How do I read a PDF file in StudioX and extract the data to an Excel file

In StudioX I need to read a PDF file that contains a table and extract it to Excel. How is this done in StudioX? I’ve been able to use the Activities ‘Read PDF Text’ and ‘Write PDF Text’, but unsuccessful in writing the PDF to Excel. I have StudioX 2020.4.1 installed.
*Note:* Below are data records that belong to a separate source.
PR #3545, opened 2022-09-09
Simple license scanner

justinsb:
Prototype of a simple license scanner based on the idea of building a
database of license info, rather than relying on detection.


tools/depscan/go.mod
```diff
@@ -0,0 +1,17 @@
+module anthoscli/vulnscan
```
droot, line 1: nit: copy paste

Go introduced db for vulnerabilities recently https://pkg.go.dev/golang.org/x/vulndb

So this looks very aligned with that in approach.

tools/depscan/main.go
```diff
@@ -0,0 +1,302 @@
...
+	buildInfo, err := buildinfo.ReadFile(opts.Binary)
+	if err != nil {
+		return fmt.Errorf("error reading binary info from %q: %w", opts.Binary, err)
+	}
+
+	var errors []error
+
+	var modules []*Module
+	for _, dep := range buildInfo.Deps {
+		for _, ignorePackage := range opts.IgnorePackage {
```
droot, line 103: curious about ignoring package. What led you to add support for this ?

tools/depscan/main.go
```diff
@@ -0,0 +1,302 @@
...
+type RunLicenseScanOptions struct {
+	Binary string
+
+	IgnorePackage []string
+
+	IncludeLicenses bool
+}
+
+func RunLicenseScan(ctx context.Context, opts RunLicenseScanOptions) error {
+	buildInfo, err := buildinfo.ReadFile(opts.Binary)
```
droot, line 94: buildInfo. This is great. TIL.

tools/depscan/main.go
```diff
@@ -0,0 +1,302 @@
...
+	mustShipCodeByLicense := map[string]bool{
+		"APACHE-2.0":       false,
+		"BSD-3-CLAUSE":     false,
+		"BSD-2-CLAUSE":     false,
+		"MIT":              false,
+		"UNICODE-DFS-2016": false,
+		"MPL-2.0":          true,
+		"PUBLICDOMAIN":     false,
+		"ISC":              false,
+	}
```
droot, line 170: you forgot GPL :)

droot (approved):
Thanks @justinsb.

This looks great (small minor nit about the module name).

Pl. merge this, then I can start the process internally for license review.

tools/depscan/main.go
justinsb: Added a note - it's to avoid internal libraries when they are detected as modules.

tools/depscan/main.go
justinsb: I added libraries that we're using in various binaries where I've tried this out ... no GPL yet!

tools/depscan/go.mod
justinsb: Fixed - and removed remnants vuln scanning because go vuln checker is much better there!

PR #3549, opened 2022-09-09
Fix null pointer deref in diff if no Upstream

Ralph7C2:
Running `kpt pkg diff` without an upstream set panics because we attempt
to dereference `kptFile.Upstream` without checking to see if it is nil. 

This commit adds a check and returns early if necessary.

### DIFF
--- a/internal/util/diff/diff.go
+++ b/internal/util/diff/diff.go
@@ -125,7 +125,7 @@ func (c *Command) Run(ctx context.Context) error {
 
 	// Return early if upstream is not set
 	if kptFile.Upstream == nil || kptFile.Upstream.Git == nil {
-		return errors.Errorf("no upstream set")
+		return errors.Errorf("package missing upstream in Kptfile at '%s'", c.Path)
 	}
 
 	// Create a staging directory to store all compared packages
--- a/internal/util/diff/diff.go
+++ b/internal/util/diff/diff.go
@@ -123,6 +123,11 @@ func (c *Command) Run(ctx context.Context) error {
 		return errors.Errorf("package missing Kptfile at '%s': %v", c.Path, err)
 	}
 
+	// Return early if upstream is not set
+	if kptFile.Upstream == nil || kptFile.Upstream.Git == nil {
+		return errors.Errorf("no upstream set")
+	}
+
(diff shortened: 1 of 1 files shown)


internal/util/diff/diff.go
```diff
@@ -123,6 +123,11 @@ func (c *Command) Run(ctx context.Context) error {
 		return errors.Errorf("package missing Kptfile at '%s': %v", c.Path, err)
 	}
 
+	// Return early if upstream is not set
+	if kptFile.Upstream == nil || kptFile.Upstream.Git == nil {
+		return errors.Errorf("no upstream set")
```
natasha41575, line 128: nit: I suggest including the package path in the error message. 

```suggestion
		return errors.Errorf("package missing upstream in Kptfile at '%s', c.Path")
```

natasha41575 (commented):
Thanks for the fix! I can reproduce the error on the main branch and I agree an error message is far better than panicking.

internal/util/diff/diff.go
```diff
@@ -123,6 +123,11 @@ func (c *Command) Run(ctx context.Context) error {
 		return errors.Errorf("package missing Kptfile at '%s': %v", c.Path, err)
 	}
 
+	// Return early if upstream is not set
+	if kptFile.Upstream == nil || kptFile.Upstream.Git == nil {
+		return errors.Errorf("package missing upstream in Kptfile at '%s', c.Path")
```
natasha41575, line 128: Agh sorry my bad

```suggestion
		return errors.Errorf("package missing upstream in Kptfile at '%s'", c.Path)
```

internal/util/diff/diff.go
Ralph7C2: Good call, thanks!

internal/util/diff/diff.go
Ralph7C2: :+1:

natasha41575 (approved):
LGTM (and built kpt from this PR to verify the fix). Will defer to @mortent or @droot (or another code owner) to give their final approval and merge.

droot:
Awesome! Merging this in.. Thanks.

PR #862, opened 2017-09-21
Rails 5.1 changed_attributes behaviour when working on assocation fixed

haraldkrischner:
fixing #836


haraldkrischner:
I could use help with the rails 4.2 part :-\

At this time the way to work with PDF files in StudioX is to open the file in a PDF reader like Acrobat and use the App/Web UI Automation activities to extract data. You can provide the name of the file as an argument on the “Use Application” activity to open the file you need.

5 Likes

Hi Andrew, thank you. That worked.

Is it possible to do the same with a PNG file ?, for example, in the video by Alex Sanz (Reboot Skills Course Week 1 Topic What is RPA) you see an example of the execution of an automation to extract data from a scanned document and the data is recorded in a Word file, it may also be that the data is recorded in Excel. Could this be done with StudioX ?, how could I do it ?.
Thank you.

Extracting text from an image requires OCR activities that haven’t yet been designed and optimized for use with StudioX. So at this time, if you need to extract text from an image, you will likely need to add those activities using the Studio profile. If you generally prefer StudioX, you can create the project in StudioX, switch to the Studio profile to add these capabilities and then open it again with the StudioX profile and continue editing it there. See the Get OCR Text documentation.

Thank you very much for the answer!. :slightly_smiling_face:
Excellent recommendation. I will read the documentation and do an exercise to learn.
Thank you. :+1:

This topic was automatically closed 3 days after the last reply. New replies are no longer allowed.